Le tout excède la somme des parties et cette espèce de surplus que produit toute collectivité, cette sorte de supplément d’âme, qui, comme la fumée des conclaves (habemus papam), vient flotter au-dessus de chacun, c’est précisément le vertical, l’institution, l’Etat, bref l’imperium… En fait on ne peut pas vraiment utiliser le terme de « transcendance », puisque cette nuée aristophanesque vient d’ici-bas, de nous, de l’intérieur de la multitude par auto-affectation, donc ce sera de l’immanence transcendante… Et voilà surtout où veut en venir Lordon : l’Etat c’est bel et bien nous. Merdre, dirait l’Ubu… L’argumentation est parsemée d’attaques ironiques contre la « gauche critique », les « internationalistes », les « libertaires ». Certains y sont qualifiés de « demeurés », on ne s’en plaindra pas, c’est le jeu en même temps que le style de l’auteur, et même ça épice un propos qui, sans ça, tournerait souvent au pensum. Sa lecture risque néanmoins de provoquer chez le plus timoré des anarchistes l’envie d’imiter le Strepsiade d’Aristophane en mettant le feu au livre, aux institutions, et à la maison de Socrate-Lordon lui-même. C’est que comme l’indique Renaud Garcia dans sa critique (« Lordon’s calling », CQFD n° 137, novembre 2015), « on a souvent l’impression, à parcourir les pages où Lordon tient tant à se démarquer de la « pensée libertaire », que notre philosophe critique en réalité un homme de paille soigneusement confectionné par ses soins. » (http://cqfd-journal.org/Lordon-s-Calling). Et Dieu sait (façon de dire) que la paille est inflammable, comme l’a montré l’affaire des paillotes.

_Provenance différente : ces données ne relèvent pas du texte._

PR #1204, opened 2026-08-04
cogni-help: report a failed repo-label query as its own error

### LINKED ISSUE #1198: cogni-issues: a failed gh label list is reported as "label(s) missing from repo"
## Problem

`cogni-issues`' create path validates requested labels against the target repo before invoking `gh issue create`. The query that fetches the repo's label set silences its own failure:

`cogni-help/skills/cogni-issues/scripts/gh-issues-helper.sh:140`

```bash
EXISTING_LABELS=$(gh label list --repo "$REPO" --json name --jq '.[].name' 2>/dev/null || true)
```

`2>/dev/null || true` collapses **every** failure mode — expired auth, network loss, a repo that does not exist, a token without `repo` scope — into an empty `EXISTING_LABELS`. The membership check at `:146` then finds no match for any requested label, and `:153` reports:

```json
{"error": "create: label(s) missing from repo", "repo": "...", "missing_labels": "bug,S3-minor", "hint": "Create the label on GitHub or omit it from --labels"}
```

An empty result and a failed query are indistinguishable to the code, so a transient auth or network fault is reported as a *data* problem on the remote repo, and the hint tells the caller to go create labels that already exist. The suggested remedy is the opposite of what the situation needs.

## Why this matters

The failure is worst exactly when it is hardest to diagnose. The call sits on the create path, so the issue is never filed — `:153` exits 1 before `gh issue create` runs. A caller reading the error has no signal that the cause was their credential rather than the repo's label set, and the natural response (creating a duplicate label, or dropping `--labels` to get past the gate) either fails again or files an untyped issue.

It also compounds with the label-count bug fixed in #1197: before that fix a >30-label repo produced this same wrong error for a *third* unrelated reason. Two distinct causes collapsing onto one misleading message is why the create path reads as flaky rather than broken.

## Proposed change

Distinguish a failed query from a genuinely empty label set, and give the failure its own error.

Capture the exit status rather than swallowing it — for example keep stderr, check the status explicitly, and emit a distinct `create: could not read repo labels` error carrying gh's own stderr and a hint pointing at auth/network/repo-existence, while leaving the existing `label(s) missing from repo` error for the case where the query genuinely succeeded and returned a set that lacks the requested label.

A repo with zero labels is a legitimate empty set and should still produce the existing "missing" error, not the new one — the discriminator is the query's exit status, not the emptiness of its output.

## Scope

- `cogni-help/skills/cogni-issues/scripts/gh-issues-helper.sh:140` (and the `:150-154` error branch)

Deliberately out of scope for #1197, which fixed the truncation half of the same line and named this defect in its "Not fixed here" section.

## Notes

Worth checking whether any sibling path in the same script silences a `gh` call the same way; `:208` and `:241` return gh's status directly, so this looks isolated to the create-path validator.

claude-cogni-work:
Closes #1198.

## Summary

The `create` path validated `--labels` against the repo's label set with a query whose failure was swallowed:

```bash
EXISTING_LABELS=$(gh label list --repo "$REPO" --limit 1000 --json name --jq '.[].name' 2>/dev/null || true)
```

`2>/dev/null` discarded gh's stderr and `|| true` discarded its exit status, so every failure mode — network loss, a repo the token cannot see, a scopeless or SSO-unauthorized token, an API 5xx — produced an empty `EXISTING_LABELS`. Every requested label then failed the whole-line `grep -qx` check, and the user was told `create: label(s) missing from repo` with a hint to go create labels that already exist. The remedy suggested was the opposite of the one needed, and because the branch exits before `gh issue create`, the issue was never filed.

The query now discriminates on **exit status, not emptiness**, using the same `if ! VAR=$(...); then` form the file already uses for `gh issue create`:

- A **failed** query emits a new, distinct `create: could not read repo labels`, carrying gh's own stderr in `detail` and a hint naming network access, repo visibility, and token scope.
- A **successful** query that returns nothing is unchanged — a repo whose label set is genuinely empty is a legitimate empty set and still reaches the existing `create: label(s) missing from repo` error.
- `--limit 1000` and its three-line comment are preserved verbatim. That flag is load-bearing: this repo carries 50 labels against gh's default page size of 30.

`SKILL.md`'s "Common errors" list gains a matching bullet, placed first so the list stays in the order the errors can actually fire.

## Verified behaviour

Both paths were exercised against the real `gh` CLI, not reasoned about:

| Case | Result |
|---|---|
| Failed query (nonexistent repo) | `{"error": "create: could not read repo labels", "repo": "…", "detail": "GraphQL: Could not resolve to a Repository with the name '…'. (repository)", "hint": "Check network access, …"}` · exit 1 |
| Genuinely absent label (real repo) | `{"error": "create: label(s) missing from repo", "repo": "cogni-work/insight-wave", "missing_labels": "…", …}` · exit 1 — unchanged |

Before this change the first row produced the second row's error.

## Scope decisions

**Kept the merged-stream `2>&1`; deliberately added no temp-file machinery.** This deserves recording, because the idiom is borrowed from a site where it is safe into a site where it might not be. At the `gh issue create` precedent the capture is only regex-parsed for a URL, but here the capture *becomes* the label set that `grep -qx` matches line by line — so a stderr line leaking in on a **successful** call could in principle read as an existing label. Adjudicated as negligible on evidence:

- In this exact invocation shape — command substitution, so stdout is a pipe — `gh label list --json name --jq` writes zero bytes to stderr on success. gh's update notifier prints only when stdout and stderr are *both* terminals, which command substitution structurally prevents.
- Even given a leak, `grep -qx` demands a whole-line exact match against a requested label name, and gh's notice lines are multi-word sentences and URLs.
- A leaked blank line cannot match either — empty requested labels are skipped by the guard above the check.

The failure mode is bounded to a false *accept*, never a false reject, and only against a label literally named after a gh notice line. An `mktemp` + cleanup dance would add its own failure mode, and its own JSON-error path for `mktemp` itself failing, to defend a compound improbability. The reasoning is recorded in a comment at the call site so the next reader does not have to re-derive it.

**Hint wording narrowed.** `check_gh` already runs `command -v gh` and `gh auth status` and exits before the label query is reached, so plain "not authenticated" is not a reachable cause here. The hint names network, repo visibility, and token scope instead of leading with `gh auth status`.

**Audited, not widened.** Every `gh` call site in the file was re-checked. The `gh --version` / `gh api user` probes swallow failure *by design* — they sit inside the `check` command, documented as the one command that probes without exiting on failure. The `gh auth status`, `gh issue create`, `gh issue list`, `gh issue view`, and search calls all handle status correctly. The label query was the sole masking site.

**No test added.** `cogni-help` has no `tests/` directory, no suite anywhere in this repo mocks or stubs the `gh` CLI, and CI runs no test job at all. Building the first `gh`-mocking harness is new infrastructure rather than a rider on a one-line bug fix — so this ships with the manual verification above instead. Flagging the gap explicitly rather than leaving it implied.

**Out of repo.** The same masking pattern reported in a sibling repository is a different repository, as the issue itself states.

## Checks run

| Check | Result |
|---|---|
| `bash -n` on the script | pass |
| Failed-query path | new error, exit 1 — verified live |
| Genuine-miss path | unchanged error, exit 1 — verified live |
| `--limit 1000` preserved | confirmed in diff |
| `check-breadcrumbs.py` | 0 violations |
| `check-version-bump.py` | `ok` — 14 plugins scanned, 0 touched, 0 violations |
| `check-frontmatter.sh cogni-help` | clean |
| `measure-skill-length.sh` | `chars_body` 17382 / cap 45000, `over_cap: false` |
| `plugin.json` / `marketplace.json` | absent from the diff — the post-merge workflow owns the bump |

### DIFF
--- a/cogni-help/skills/cogni-issues/SKILL.md
+++ b/cogni-help/skills/cogni-issues/SKILL.md
@@ -313,6 +313,9 @@ The helper returns:
 Capture `number` and `url` for the next step. If the helper exits non-zero, surface the
 JSON error to the user and stop — never retry blindly. Common errors:
 
+- `could not read repo labels` → the label query itself failed, so nothing is known about
+  the repo's label set; surface the `detail` field and have the user check network access,
+  that the repo exists, and that their token has repo scope.
 - `label(s) missing from repo` → tell the user which labels are missing and ask whether
   to file without them or to create the labels first.
 - `gh issue create failed` → surface the `detail` field; usually a network or auth issue.
--- a/cogni-help/skills/cogni-issues/scripts/gh-issues-helper.sh
+++ b/cogni-help/skills/cogni-issues/scripts/gh-issues-helper.sh
@@ -140,7 +140,17 @@ print(json.dumps({
       # --limit is required: gh label list defaults to 30, so on a repo with more
       # labels than that the ones past the first page read as missing and the
       # check below rejects a label that exists.
-      EXISTING_LABELS=$(gh label list --repo "$REPO" --limit 1000 --json name --jq '.[].name' 2>/dev/null || true)
+      #
+      # A failed query is told apart by exit status, never by an empty result: a
+      # repo whose label set is genuinely empty is a legitimate empty set and must
+      # still reach the "missing from repo" error below, not this one. Merging
+      # stderr into the capture is safe here even though it becomes the label set
+      # the whole-line match below reads, because gh's notices only print when
+      # stdout and stderr are both terminals, which command substitution prevents.
+      if ! EXISTING_LABELS=$(gh label list --repo "$REPO" --limit 1000 --json name --jq '.[].name' 2>&1); then
+        emit_error "create: could not read repo labels" repo "$REPO" detail "$EXISTING_LABELS" hint "Check network access, that the repo exists and is visible to you, and that the token has repo scope (gh auth status)"
+        exit 1
+      fi
       MISSING=""
       IFS=',' read -r -a LABEL_ARR <<< "$LABELS_CSV"
       for LBL in "${LABEL_ARR[@]}"; do


claude-cogni-work:
## Ship-ready

Authored by the cogni-service **author** instance and handed off for independent review. The author instance deliberately ran no review gate and did not flip this PR out of draft — forming the acceptance expectation is the merger's job, and grading a diff against the author's own PR body would defeat the two-identity split.

**Issue:** #1198 · **Branch:** `fix/issue-1198-label-query-failure-error` · **Scope:** full (`Closes #1198`)

### What the merger should know

- **The issue's line numbers are stale.** The label-count fix landed on this same line and shifted everything: the masking query is at `:143`, not `:140`, and the error branch at `:153-157`, not `:150-154`. All anchors were re-verified against `origin/main` before planning.
- **Both behavioural paths were exercised against the real `gh` CLI**, not reasoned about — a failed query against a nonexistent repo now returns the new error with gh's GraphQL message in `detail`, and a genuinely absent label against a real repo still returns the unchanged missing-label error. Both exit 1.
- **The one judgement call worth grading** is keeping the merged-stream `2>&1` rather than redirecting stderr to a temp file. The capture *becomes* the label set that the whole-line match reads, so the borrowed idiom is not automatically safe here. The reasoning for judging the risk negligible is in the PR body and recorded in a comment at the call site. A competing plan proposed the temp-file route; it was considered and rejected on evidence, not overlooked.
- **No test ships with this fix.** `cogni-help` has no test directory, nothing in the repo mocks the `gh` CLI, and CI runs no test job — so the gap is stated rather than papered over. Verification is the manual matrix in the PR body.

### Gates already run by the author

`bash -n` · `check-breadcrumbs` (0 violations) · `check-version-bump` (ok, 0 touched) · `check-frontmatter cogni-help` (clean) · `measure-skill-length` (17382 / 45000, under cap) · `skill-quality-reviewer` (pass, 0 auto-fixable, 0 structural)

These are the author's own checks and are **not** a substitute for the merger's independent contract.

sdh07:

_The merger formed this expectation from issue #1198 before checking out the PR head — the review grades the diff against it._

**Expected approach:** The single masking line is at `cogni-help/skills/cogni-issues/scripts/gh-issues-helper.sh:143` in the base (the issue's `:140` is stale — the sibling `--limit 1000` fix, whose comment sits at `:140-142`, shifted it), and a correct fix replaces only that line's redirection/`|| true` with an explicit exit-status check in the exact shape the same file already uses at `:168-171` for `gh issue create` (`if ! VAR=$(cmd 2>&1); then emit_error ...; exit 1; fi`) — that form is also what keeps `set -euo pipefail` (`:23`) from aborting the script before the status can be inspected, so no `set +e` toggling should appear. On failure it must call `emit_error` (`:37-48`, which writes JSON to stderr and does NOT exit, so an explicit `exit 1` must follow) with a distinct message such as `create: could not read repo labels`, a field carrying gh's own stderr, and a hint naming network / repo existence-visibility / token scope rather than "create the label". The `MISSING` loop at `:144-152` and the `create: label(s) missing from repo` branch at `:153-157` must be left byte-identical, so a query that succeeds and returns an empty or lacking label set still produces the old error — the discriminator is exit status only, never emptiness, and no `[ -z "$EXISTING_LABELS" ]` test may be introduced. Companion doc work belongs in `cogni-help/skills/cogni-issues/SKILL.md` "Common errors" (`:313-318`), which currently lists only `label(s) missing from repo` and `gh issue create failed` and would otherwise leave the skill with no guidance for a new error whose correct remedy is the opposite of the existing one.

**Acceptance checklist:**
- [ ] Exactly two files change — `cogni-help/skills/cogni-issues/scripts/gh-issues-helper.sh` and `cogni-help/skills/cogni-issues/SKILL.md`; no `.claude-plugin/plugin.json` or root `.claude-plugin/marketplace.json` version edit appears in the diff (per repo policy the post-merge workflow owns the bump).
- [ ] SKILL.md frontmatter remains valid with its required keys (`name`, `description`) intact — confirm via the frontmatter gate on the PR head, not by eyeballing.
- [ ] Plugin structure / manifest health is unchanged — confirm via the structure/manifest gate on the PR head.
- [ ] No new maintainer breadcrumb is introduced in SKILL.md or the script — no `#1198`/`#NNNN` issue or PR ref, version tag, or slice/finding code; confirm via the breadcrumb gate, and the rationale for the change is stated semantically instead.
- [ ] SKILL.md stays within its skill length / body cap after the added prose — confirm via the skill-length (body cap / char budget) gate on the PR head; if it exceeds, the base measurement is cited to show whether the cap was already exceeded before the change.
- [ ] The `--limit 1000` flag survives verbatim on the label query, and the three-line comment at base `:140-142` explaining why `--limit` is required is preserved unchanged — grep the head for `--limit 1000` in the `gh label list` call; dropping it silently re-opens the >30-label bug fixed by the sibling issue.
- [ ] The literal `2>/dev/null || true` no longer appears on the `gh label list` call — `grep -n '2>/dev/null || true' gh-issues-helper.sh` returns no hit on the create-path label query.
- [ ] `set -euo pipefail` at base `:23` is unchanged and the diff introduces no `set +e` / `set -e` toggling anywhere in the script — the status check must work with errexit on, not by disabling it.
- [ ] The capture is wrapped in a construct that makes the assignment's exit status inspectable under errexit — an `if ! VAR=$(...)` (or equivalent `if VAR=$(...); then ... else`) form matching the same-file precedent at base `:168`; a bare assignment followed by a separate `$?` test is a defect, because errexit aborts before the test runs.
- [ ] On query failure the script calls the existing `emit_error` helper (not a hand-rolled `echo '{...}'`), so gh stderr containing quotes, newlines, or backslashes is JSON-escaped by `emit_error`'s `json.dumps` at base `:39-47`.
- [ ] The new `emit_error` invocation passes an EVEN number of key/value arguments after the message string — `emit_error` iterates `pairs[i], pairs[i+1]` in steps of 2 (base `:44-45`), so an odd count raises IndexError and replaces the error JSON with a Python traceback.
- [ ] The new error's `error` string is distinct from `create: label(s) missing from repo` (e.g. `create: could not read repo labels`), so a caller branching on the JSON `error` field can tell the two apart.
- [ ] The new error payload carries gh's own captured stderr in a detail-style field (grep the diff for the captured variable being passed to `emit_error`), and a `hint` field naming query-failure causes — at least two of {network access, repo existence/visibility, token scope/auth}. The hint must NOT tell the caller to create a label.
- [ ] An explicit `exit 1` follows the new `emit_error` call — `emit_error` writes to stderr and returns, it does not exit (base `:37-48`); without it execution falls through to `gh issue create` and the issue is filed unvalidated.
- [ ] The failure branch fires before the missing-label loop, so a failed query can never reach `gh issue create` — confirm by reading the head's control flow order in the `create` case.
- [ ] The `MISSING` accumulation loop and the `create: label(s) missing from repo` branch (base `:144-157`) are semantically unchanged — same message string, same `repo` / `missing_labels` / `hint` fields, same `exit 1`.
- [ ] The discriminator is exit status ONLY: the diff introduces no `[ -z "$EXISTING_LABELS" ]`, `-n` emptiness test, or line-count check that would route a genuinely zero-label repo (gh exits 0, prints nothing) into the new error. Verify by grepping the head for any emptiness test on the captured variable between the query and the loop.
- [ ] The whole label-validation block stays guarded by `[ -n "$LABELS_CSV" ]` (base `:139`/`:158`), so a `create` invoked without `--labels` still performs no label query and no new error path.
- [ ] If the fix merges stderr into the same capture with `2>&1`, the merged text is consumed only by the whole-line `grep -qx` match at base `:149` (empty entries already skipped at `:148`) and the PR states why a stderr line cannot fabricate a label match; if instead a temp file / separate fd is used, it is created with `mktemp` and removed on BOTH the success and the failure path.
- [ ] The change is bash 3.2 compatible per the file's stated target at base `:16` — no `mapfile`/`readarray`, no `${VAR@Q}`, no associative arrays, no `local -n` introduced.
- [ ] SKILL.md's "Common errors" list (base `:316-318`, currently two bullets) gains a bullet naming the new error and prescribing a remedy distinct from the existing one — retry / check network, repo visibility, or token scope — rather than "create the label"; grep SKILL.md for the new error string.
- [ ] Verification evidence is present and specific: because `cogni-help` has no `tests/` directory and no gh mock harness, the achievable bar is an executed reproduction recorded in the PR (e.g. running the create path against a nonexistent/unreadable repo to show the new error, plus a successful-query case to show the old `label(s) missing from repo` error still fires) — a claim of "verified" with no transcript, command, or observed JSON does not satisfy this item.
- [ ] Sibling gh call sites in the same script are addressed as an audit, not widened: the deliberate failure-swallowing inside the `check` command (base `:95`, `:98`) is left intact, and the PR says so — `check`'s whole job is to report readiness without exiting, so 'fixing' those is a regression.

**Risk watchlist:**
- A fix that drops `|| true` without wrapping the assignment in `if !` — under `set -euo pipefail` the script then dies silently with no JSON error at all, which is a worse failure than the misleading one being fixed.
- A fix that uses emptiness (`[ -z "$EXISTING_LABELS" ]`) as the discriminator: it produces the right error for the reported symptom while breaking the legitimate zero-label repo case the issue explicitly calls out.
- Silently dropping `--limit 1000` or its explanatory comment while rewriting the line, re-opening the >30-label truncation bug the sibling issue just closed.
- Hand-rolling the new error JSON with `echo`/`printf` instead of `emit_error`: gh stderr routinely contains quotes and newlines, so the output stops being parseable JSON exactly when a caller most needs to parse it.
- Forgetting the trailing `exit 1` after `emit_error` — the create then proceeds to `gh issue create` with an unvalidated (empty) label set, converting a loud wrong error into a silent wrong success path.
- Scope creep into the sibling repository (`cogni-service/scripts/gh-issues.sh`, `label-manager.sh`) named in the issue comment — those live in a different repo and cannot be touched from this PR; a diff claiming to fix them would be fabricated.
- Over-reach into `:95`/`:98` inside the `check` command, where swallowing failure is the documented contract (base `:84-87`).
- Rewriting `emit_error`, `check_gh`, or the `usage()` command list as incidental cleanup, enlarging the blast radius of a one-line reliability fix.
- SKILL.md edits that restate the whole error-handling story rather than adding the one missing bullet, pushing the skill body over its cap for no user-visible gain.
- Judgment-only, not gated: whether merging stderr into the label capture (`2>&1`) is the right trade versus a temp file is a design call — the reasoning should be legible in the PR, but no gate can decide it.
- Judgment-only, not gated: the exact wording of the new hint (which of network / visibility / scope to name, and in what order) is a UX call a human should eyeball.

sdh07:

**PR:** https://github.com/cogni-work/insight-wave/pull/1204
**Perspectives consulted:** cogni-service:frontmatter-schema-gate, plugin-dev:plugin-validator, cogni-service:contract-grading-reviewer, plugin-dev:skill-reviewer, cogni-service:skill-quality-reviewer

**Summary:** All five perspectives passed; the committed 23-item review contract was independently satisfied in full (zero unclear items) by both the contract-grading-reviewer and plugin-validator via live execution. The only un-waived finding is an advisory minor on a pre-existing, out-of-scope doc inconsistency; a second minor (pre-existing, systemic, empirically-disproved gate premise) is explicitly waived with justification. Neither gates the merge.

### Verdicts by perspective

| Perspective | Verdict |
|---|---|
| cogni-service:frontmatter-schema-gate | ✅ pass |

### Findings (2)

- **[minor]** (waived) `cogni-help/skills/cogni-issues/SKILL.md:3` — check-frontmatter.sh unknown-key: non-standard top-level frontmatter key 'version' (schema_version 1 allows only allowed-tools, description, name for a skill). This PR did not touch the frontmatter; the key is pre-existing and systemic (22 of 120 SKILL.md files across 5 plugins carry it). The gate's premise -- that a non-standard key means the skill 'silently fails to register' -- is disproved here: every cogni-help skill carrying this key is loaded and available in the reviewing session. The authoritative plugin-dev:skill-development guide both carries 'version: 0.1.0' in its own frontmatter and prescribes it in its canonical frontmatter template, so the gate's schema contradicts the guide it enforces.
  - *Justification:* Pre-existing, PR-untouched, systemic across 5 plugins, and the gate's stated harm is empirically disproved (the flagged skills are registered and available). Waived to advisory so it annotates for a human without bouncing a correctly-scoped change; the gate defect is the thing that needs fixing, not this PR.
  - *Raised by:* cogni-service:frontmatter-schema-gate

- **[minor]** (auto-fixable) `cogni-help/skills/cogni-issues/SKILL.md:72` — Pre-existing, not introduced by this change (verified present on the PR head): the row the file labels the canonical command list documents `search <repo> "keywords" [--state open|all]`, but the helper accepts `[--state open|closed|all] [--limit N]` (usage line 11, arg loop lines 247-253), and this same SKILL.md contradicts its own table at line 189 by invoking `search ... --limit 5`.
  - *Suggested fix:* Change the row's command cell to: `bash gh-issues-helper.sh search <repo> "keywords" [--state open|closed|all] [--limit N]`. Out of scope for this PR -- the committed contract names widening the SKILL.md footprint as a watched risk; worth a follow-up. (ref: skill-creator Principle of Lack of Surprise / Writing Patterns)

### Positive observations

- Exit-status-only discrimination proven empirically: a gh stub returning exit 0 with zero output still yields `create: label(s) missing from repo`, and grep confirms no -z/-n/line-count test on EXISTING_LABELS between the query and the loop. (plugin-dev:plugin-validator)
- The regression is demonstrable: the base script against a nonexistent repo returns the inverted remedy, while the head returns the new error with real GraphQL stderr. The PR's verification table matches an independent reproduction verbatim, so its evidence is genuine rather than asserted. (plugin-dev:plugin-validator)
- emit_error is reused rather than hand-rolled, with an even argument count (6), so the IndexError-traceback failure mode cannot fire; confirmed live with adversarial stderr. (plugin-dev:plugin-validator)
- The explicit `exit 1` follows emit_error and the failure branch sits above the MISSING loop, so a failed query structurally cannot reach `gh issue create`. (plugin-dev:plugin-validator)
- Bash 3.2 compatibility is real, not assumed: /bin/bash -n (3.2.57) parses clean and every reproduction ran under that interpreter. (plugin-dev:plugin-validator)
- Scope held tight: the `check` command's deliberate failure-swallowing is untouched and the PR states why; emit_error/check_gh/usage() unmodified; the sibling repository is correctly left alone. (plugin-dev:plugin-validator)
- item 6: `--limit 1000` survives verbatim at :150 and its three-line comment is unchanged diff context, not a +/- line. (cogni-service:contract-grading-reviewer)
- item 7: grep for `2>/dev/null || true` on the head returns no hit. (cogni-service:contract-grading-reviewer)
- item 15: control flow at :150-153 runs before MISSING= at :154, so a failed query can never reach the missing-label loop or gh issue create. (cogni-service:contract-grading-reviewer)
- item 16: the MISSING loop and missing-labels branch diff byte-identical against base. (cogni-service:contract-grading-reviewer)
- item 17: grep for -z/-n tests on EXISTING_LABELS returns no hit -- the discriminator is exit status only. (cogni-service:contract-grading-reviewer)
- item 20: no mapfile/readarray/@Q/declare -A/local -n -- bash 3.2 compatible. (cogni-service:contract-grading-reviewer)
- item 22: the PR body records observed JSON for both paths plus a Checks-run table, not a bare 'verified' claim -- the achievable bar given no tests/ dir or gh mock harness exists. (cogni-service:contract-grading-reviewer)
- item 23: the `check` command block diffs byte-identical; the deliberate probe failure-swallowing is untouched and the PR says so. (cogni-service:contract-grading-reviewer)
- The new bullet names the exact error emitted by the sibling change, with the same `create: ` prefix elision the two existing bullets use, so a user pasting the message can find the entry. (plugin-dev:skill-reviewer)
- The remedy is genuinely distinct from the adjacent bullet and mirrors the script's own hint field, so agent-surfaced text and script-emitted text cannot contradict each other. (plugin-dev:skill-reviewer)
- Bullet ordering is correct rather than merely appended: the label-query failure is placed above `label(s) missing from repo`, matching the script's actual execution order. (plugin-dev:skill-reviewer)
- Placement is first in the list, matching the order the three errors can actually fire (label read -> label validation -> create), so the list reads as a sequence rather than an arbitrary set. (cogni-service:skill-quality-reviewer)
- Body is 17382 chars against a 45000 cap with detail already offloaded to references/issue-templates.md; the change adds ~230 chars. (cogni-service:skill-quality-reviewer)
- Frontmatter is valid and unchanged, with a description carrying both what and when plus English and German trigger phrases. (cogni-service:skill-quality-reviewer)

### Recommendation

---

Evidemment, quand on a posé que « tout ce qui arrive à la multitude vient de la multitude », on est obligé de se poser la question de la responsabilité. Un article récemment paru sur son blog « La pompe à phynance » (du Monde Diplomatique : http://blog.mondediplo.net/2015-11-30-Ce-que-nous-pouvons) tente, entre autres, de dissiper de possibles malentendus. Car il s’agit d’éviter de franchir le Rubicon et de penser que « le corps social n’a finalement que ce qu’il mérite ». Cette pensée réflexe est très tentante, notamment après certains événements, comme le tout récent premier tour des élections régionales. Il faut dire que, venant du cœur, le « Ah les cons » de Daladier sur le tarmac du Bourget trouverait là matière à recyclage. Le peuple, comme le suggérait le régime de la RDA en juin 1953, est souvent très décevant, et il y a des jours de déprime où nous revient en mémoire la proposition ironique de Brecht de le dissoudre. Contre ce « sentiment d’impuissance fataliste », il s’agit de comprendre que si les golems nous échappent toujours un peu, il faut sans relâche s’activer pour « remettre la main dessus ».

La démarche de Lordon, et c’est un compliment, rappelle un peu les cours de Pierre Bourdieu (« Sur l’Etat ») au Collège de France. Il reproduit ce moment où Bourdieu renvoie dos à dos la vision par les agents de l’Etat à  propos de l’Etat comme lieu neutre et comme condition de possibilité des conflits grâce à une sorte d’accord sur les désaccords et sur la façon de les résoudre, et une vision plus diabolique, de tradition marxiste, où l’Etat ne serait que répression au profit des dominants, dans une représentation flattant les dispositions adolescentes de révolte contre les contraintes. Ce ne sont que visions à fronts renversés, qui réduisent l’Etat à ses fonctions sans se poser la question de l’être et du faire de l’Etat, qui, pour Bourdieu, est le nom des principes de l’ordre social, sorte de dieu toujours caché, parce qu’à nos yeux allant de soi, comme l’excédence invisible qui pèse sur nous. Il faudra sans doute y revenir plus en détail...

Imperium - Structures et affects des corps politiques, Frédéric Lordon, aux éditions La Fabrique 2015.